Woman Forcibly Stripped by Male Guards Sues Beth Israel Hospital
Boston, Massachusetts, June 5, 2006—A lawsuit filed in federal district court today charges that Beth Israel Deaconess Medical Center and one of its nurses, without justification, had five male guards forcibly strip a woman with a history of sexual abuse who had gone to the emergency room for treatment of migraine headaches. The suit requests damages to compensate Cassandra Sampson for “severe emotional and physical injuries” and reform of hospital policies that discriminate on the basis of psychiatric disability.
Ms.Sampson, 50, had previously used the psychiatric division of the hospital’s emergency department because of disabilities stemming from emotional and sexual abuse as a child. On March 25, 2005, suffering from severe migraine headaches, she went to the emergency department, where staff sent her to the psychiatric division. A nurse told her to disrobe completely. Ms Sampson took off everything but her pants, explaining that her history of sexual abuse made her fearful of removing them. She agreed to a thorough pat-down by a doctor to confirm that she had no unsafe object on her body.
After the pat-down, which confirmed that Ms. Sampson did not have any unsafe material, the nurse still insisted that Ms. Sampson remove her pants. The nurse then called five male security guards into Ms. Sampson’s small room. “I got really scared when they all crowded into the room before they even touched me,” she said. “I started having flashbacks of my father ripping my clothes off.”
While the guards held Ms. Sampson down by her arms and legs and pulled off her pants, she said, “I was screaming, ‘you are raping me.’ One said, ‘I don’t want to rape you,’ and I thought, ‘but you are, you are.’”
Susan Stefan of the Center for Public Representation, one of Ms. Sampson’s attorneys, notes that “hospitals with mandatory clothing-removal policies will tell you that they strip psychiatric patients to keep them ‘safe.’ These policies reflect a really distorted understanding of safety.” An evaluation by a psychiatrist “could have determined whether she was actually likely to harm herself,” Stefan explained.
Further, Stefan said, “such a practice is discriminatory. Nurses wouldn’t have male security guards forcibly strip a rape victim who didn’t want to take her clothes off. Many women with psychiatric disabilities are rape victims. That’s why they have the psychiatric symptoms in the first place. Many hospitals now understand how much harm this practice causes. I wish Beth Israel did.”
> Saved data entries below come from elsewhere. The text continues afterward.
PR #1156, opened 2017-01-24
Improves FSO's compatibility with the FS2 Demo data

MageKing17:
These commits prevent FSO from crashing when running with the data from the FS2 Demo. Some of these bugs could theoretically be encountered outside the demo, although it's unlikely. This PR makes no attempt to stop demo data from generating warnings; only errors or assertions.

Only commit I'm really iffy on is 559b07da63e52237d5ce66052bc2b07cec8164fa, but I never liked the hi-res interface art check anyway.

### DIFF
--- a/code/graphics/2d.cpp
+++ b/code/graphics/2d.cpp
@@ -995,10 +995,8 @@ bool gr_init(std::unique_ptr<os::GraphicsOperations>&& graphicsOps, int d_mode, 
 
 	if (gr_get_resolution_class(width, height) != GR_640) {
 		// check for hi-res interface files so that we can verify our width/height is correct
-		bool has_sparky_hi = (cf_exists_full("2_ChoosePilot-m.pcx", CF_TYPE_ANY) && cf_exists_full("2_TechShipData-m.pcx", CF_TYPE_ANY));
-
 		// if we don't have it then fall back to 640x480 mode instead
-		if ( !has_sparky_hi ) {
+		if ( !cf_exists_full("2_ChoosePilot-m.pcx", CF_TYPE_ANY)) {
 			if ( (width == 1024) && (height == 768) ) {
 				width = 640;
 				height = 480;
--- a/code/popup/popup.h
+++ b/code/popup/popup.h
@@ -107,4 +107,7 @@ void popup_kill_any_active();
 // change the text inside of the popup 
 void popup_change_text(const char *new_text);
 
+// Used if certain data is missing (e.g. running demo data).
+void popup_game_feature_not_in_demo();
+
 #endif
--- a/code/bmpman/bmpman.cpp
+++ b/code/bmpman/bmpman.cpp
@@ -3080,6 +3080,10 @@ int bm_unload(int handle, int clear_render_targets, bool nodebug) {
 	bitmap_entry *be;
 	bitmap *bmp;
 
+	if (handle == -1) {
+		return -1;
+	}
+
 	int n = handle % MAX_BITMAPS;
 
 	Assert((n >= 0) && (n < MAX_BITMAPS));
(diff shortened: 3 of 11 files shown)


code/graphics/2d.cpp
```diff
@@ -995,10 +995,8 @@ bool gr_init(std::unique_ptr<os::GraphicsOperations>&& graphicsOps, int d_mode,
 
 	if (gr_get_resolution_class(width, height) != GR_640) {
 		// check for hi-res interface files so that we can verify our width/height is correct
-		bool has_sparky_hi = (cf_exists_full("2_ChoosePilot-m.pcx", CF_TYPE_ANY) && cf_exists_full("2_TechShipData-m.pcx", CF_TYPE_ANY));
-
 		// if we don't have it then fall back to 640x480 mode instead
-		if ( !has_sparky_hi ) {
+		if ( !cf_exists_full("2_ChoosePilot-m.pcx", CF_TYPE_ANY)) {
```
asarium: The reason that both files were checked could be that the files were distributed in separate VPs (I'm not sure how the High-Res files were distributed for the retail version). If that's the case then this check could pass even though there are files missing for the high resolution interface.

code/popup/popup.h
```diff
@@ -107,4 +107,7 @@ void popup_kill_any_active();
 // change the text inside of the popup 
 void popup_change_text(const char *new_text);
 
+// Used if certain data is missing (e.g. running demo data).
+void game_feature_not_in_demo_popup();
```
asarium: Since this is defined in popup.h/.cpp it should use the `popup` prefix.

code/graphics/2d.cpp
MageKing17: Of course they weren't distributed in separate VPs; if they were, then whichever one wasn't in sparky_hi_fs2.vp should've been removed from the check ages ago. And of course the check can pass even if there are files missing for the high resolution interface; that's true of either version. All you have to do is just stick two files called 2_ChoosePilot-m.pcx and 2_TechShipData-m.pcx into an installation that's missing sparky_hi_fs2.vp and poof, FSO will try to use nonexistant high-res interface art.

Fixing *that* problem is definitely outside the scope of this PR, although I would not mind having each individual screen use either the 640x480 or 1024x768 version of its own interface art depending on whichever was available, rather than it being determined globally.

code/popup/popup.h
MageKing17: I suppose that makes sense.

code/graphics/2d.cpp
asarium: Yeah, I just checked and both files are in the same VP. I have no idea why the code checked for both files but this change should not cause any issues.

Goober5000: The only reason that I can think of for including both checks is if a mod included custom pilot selection screen interface art.  FSPort does this, for instance.  However, even FSPort only changes the visible art, not the mask.  So I too think this commit should be safe.

MageKing17: Even if a mod wanted to include a custom mask, I'd be surprised if PCX were the format of choice.

Goober5000: Mask files need to use PCX because the button indexes correspond to indexes in the PCX palette.  Visible files don't have this requirement so they can use any format.

MageKing17: PCX files aren't the only files with an explicit palette; in 15 years, nobody made the mask code accept PNGs, at least?

Goober5000: That's a good question; I don't actually know.  In all the mods I've looked at that modify the mask file, PCX is the only format I've seen them use.  And only 8-bit PCX, at that.

MageKing17: Well, maybe I'll take a look at it in the future if I decide to try tackling graphics-related code from a different direction (and we should probably stop having this conversation on a closed PR only tangentially related :P ).

Goober5000: Heh.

The lawsuit, known as Sampson v. Beth Israel Deaconess Medical Center, asks the court to require the hospital to comply with the Americans with Disabilities Act, which mandates “reasonable accommodation” of an individual’s disability. In this case, that would involve waiving the search policy unless a psychiatrist documented imminent risk to the patient or others.
“Such an order would be important nationwide,” said Karen Bower, an attorney with the Bazelon Center for Mental Health Law, who is co-counsel in the case. “Hospitals, of all entities, need to avoid discriminating against people based on their health conditions. Perhaps the trauma suffered by Cassandra Sampson will help educate medical personnel about their responsibilities.”
The suit also seeks financial compensation for Ms. Sampson. “After they left me, no one covered me,” she recalled. “I never thought I would be hurt like this again. I knew I didn’t deserve it and that a hospital is never supposed to hurt so badly or invade you the way they made me feel.”
Clyde D. Bergstresser, a partner with the Boston law firm of Campbell, Campbell, Edwards and Conroy, who specializes in representing plaintiffs in major personal injury actions and who is also co-counsel in the case, stated that “it is no surprise and should be foreseeable to any hospital or health care worker that the forcible disrobing of a patient such as Cassandra Sampson with a rape and trauma history is very traumatic and damaging.” There are claims in the complaint seeking compensation for those damages.